The translucent resin layer 8 is in close contact with the glass substrate 1, the front side plate glass 2, and the peripheral sealing member 5. As the translucent resin layer 8, it is necessary to use a material that does not easily damage the solar cells 3 in the laminating step. Further, it is preferable to use a long-term deterioration even when exposed to high temperature and high humidity environment hardly occurs over the material from the viewpoint of resistance to weather resistance.

  From such a viewpoint, as the resin material constituting the translucent resin layer 8, for example, a resin material containing ethylene vinyl acetate copolymer, polyvinyl butyral, silicon resin, or the like can be suitably used. These resin members have sufficient hardness at room temperature, and are brought into a state of low viscosity and high fluidity by heating during the lamination process. Therefore, since the resin member diffuses smoothly in the sealing portion, the translucent resin layer 8 can be uniformly formed in the sealing portion.

  In the present embodiment, in the laminating process in the sealing step, the pressure applied to the first laminate film 4 is constant, but the pressure may be increased stepwise. In this case, after applying the low pressure to the surface side plate glass 2 and heating and melting the first laminate film 4, strong pressure is applied to the surface side plate glass 2 to transmit the first laminate film 4. The layer can be laminated through the step of forming the conductive resin layer 8. When a strong pressure is applied to the surface side plate glass 2 from the beginning, the surface side plate glass 2 may break, but the possibility can be reduced by increasing the pressurizing force stepwise.

  As described above, the peripheral sealing member 5 is preferably a member having heat resistance at least enough to withstand the heat applied in the laminating process. Furthermore, the peripheral sealing member 5 is preferably made of a moisture-proof material. Since the peripheral sealing member 5 has moisture resistance, the amount of moisture absorbed from the outside into the sealing portion is reduced. As a result, the performance of the solar battery cell 3 can be maintained for a long time, and the life of the solar battery module can be extended.

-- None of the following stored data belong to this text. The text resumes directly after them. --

PR #1129, opened 2025-02-21
type dataframe.replace

MarcoGorelli:

### DIFF
--- a/pandas-stubs/core/frame.pyi
+++ b/pandas-stubs/core/frame.pyi
@@ -8,7 +8,6 @@ from collections.abc import (
     Sequence,
 )
 import datetime as dt
-from re import Pattern
 import sys
 from typing import (
     Any,
@@ -113,6 +112,7 @@ from pandas._typing import (
     RandomState,
     ReadBuffer,
     Renamer,
+    ReplaceValue,
     Scalar,
     ScalarT,
     SequenceNotStr,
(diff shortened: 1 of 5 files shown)


pandas-stubs/core/frame.pyi
```diff
@@ -799,23 +799,53 @@ class DataFrame(NDFrame, OpsMixin, _GetItemHack):
...
+            Scalar
+            | NAType
+            | Sequence[Scalar | Pattern]
+            | Mapping[Hashable, Scalar | Pattern]
+            | Pattern
+            | None
+        ) = ...,
+        value: (
+            Scalar | NAType | Sequence[Scalar] | Mapping[Hashable, Scalar] | None
+        ) = ...,
```
MarcoGorelli, line 812: `value` was originally annotated to include `Pattern`, but is that right?

It can accept regex strings, sure:
```python
df = pd.DataFrame({'a': ['a', 'ab', 'ba']})
print(df.replace(f'^a(.*)', r'\1', regex=True))
```

But trying to use `df.replace(f'^a(.*)', re.compile(r'\1'), regex=True)` raises, and it doesn't seem to useful to use `re.compile` here if we can't include captured groups in `value`

There's no tests which pass a compiled regex to `value`. I think it's OK to remove the `Pattern` annotation from `value`?

Dr-Irv: Yes.  This was something that was in the Microsoft stubs that we copied over.

pandas-stubs/core/frame.pyi
```diff
@@ -799,23 +799,53 @@ class DataFrame(NDFrame, OpsMixin, _GetItemHack):
...
         *,
         inplace: Literal[True],
         limit: int | None = ...,
```
Dr-Irv, line 815: `limit` is deprecated, so we should remove it.

pandas-stubs/core/frame.pyi
```diff
@@ -799,23 +799,53 @@ class DataFrame(NDFrame, OpsMixin, _GetItemHack):
...
-        regex=...,
+        regex: (
+            bool
+            | str
+            | Pattern
+            | Sequence[str | Pattern]
+            | Mapping[Hashable, str | Pattern]
+        ) = ...,
         method: ReplaceMethod = ...,
```
Dr-Irv, line 823: `method` is deprecated so we should remove it

Dr-Irv (changes requested):
Aside from removing the deprecated `limit` and `method` arguments, can you make what is in `series.pyi` for `Series.replace()` have arguments that correspond?

MarcoGorelli:
Thanks @Dr-Irv !

It was doing my head in trying to complete this so I made an alias `ReplaceValue`, is it alright?

Dr-Irv:
> Thanks @Dr-Irv !
> 
> It was doing my head in trying to cover all the possibilities in all arguments so I made an alias `ReplaceValue`, is it alright?

Yes.  Let me know when it's ready for review

MarcoGorelli:
Ready for review, thanks!

PR #1130, opened 2025-02-25
type bins in seriesgroupby.value_counts

MarcoGorelli:


Dr-Irv (approved):
Thanks @MarcoGorelli .  Took a while for me to figure out where `bins` came from, as it isn't documented in 2.2., but that was a doc error already fixed in `main`

PR #1136, opened 2025-03-02
type dataframe.transpose

MarcoGorelli:


pandas-stubs/core/series.pyi
```diff
@@ -1598,7 +1598,7 @@ class Series(IndexOpsMixin[S1], NDFrame):
         bins: int | None = ...,
         dropna: _bool = ...,
     ) -> Series[float]: ...
-    def transpose(self, *args, **kwargs) -> Series[S1]: ...
+    def transpose(self, axes: None = ...) -> Series[S1]: ...
```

  As the material having moisture resistance, for example, butyl tape, butyl sheet, hot butyl, hygroscopic resin, metal cored resin, and the like can be used. Butyl tape, butyl sheet, and hot butyl have a characteristic that when butyl tape is subjected to a load higher than a predetermined load, butyl is crushed and deformed. Therefore, when any of butyl tape, butyl sheet, and hot butyl is used for the peripheral sealing member 5, the thickness of the peripheral sealing member 5 is set to be slightly thicker than the translucent resin layer 8. The butyl is crushed and deformed at the time of lamination, and becomes the same thickness as the translucent resin layer 8. Therefore, the adhesion between the translucent resin layer 8 and the glass substrate 1 and the front side plate glass 2 is easily ensured.

  When a hygroscopic resin is used for the peripheral sealing member 5, a part of the translucent resin layer 8 flows between the peripheral sealing member 5 and the glass substrate 1 or the front side plate glass 2 and is sandwiched therebetween. Even when the sealing is somewhat incomplete, the peripheral sealing member 5 absorbs moisture, so that moisture can be prevented from entering the sealing portion.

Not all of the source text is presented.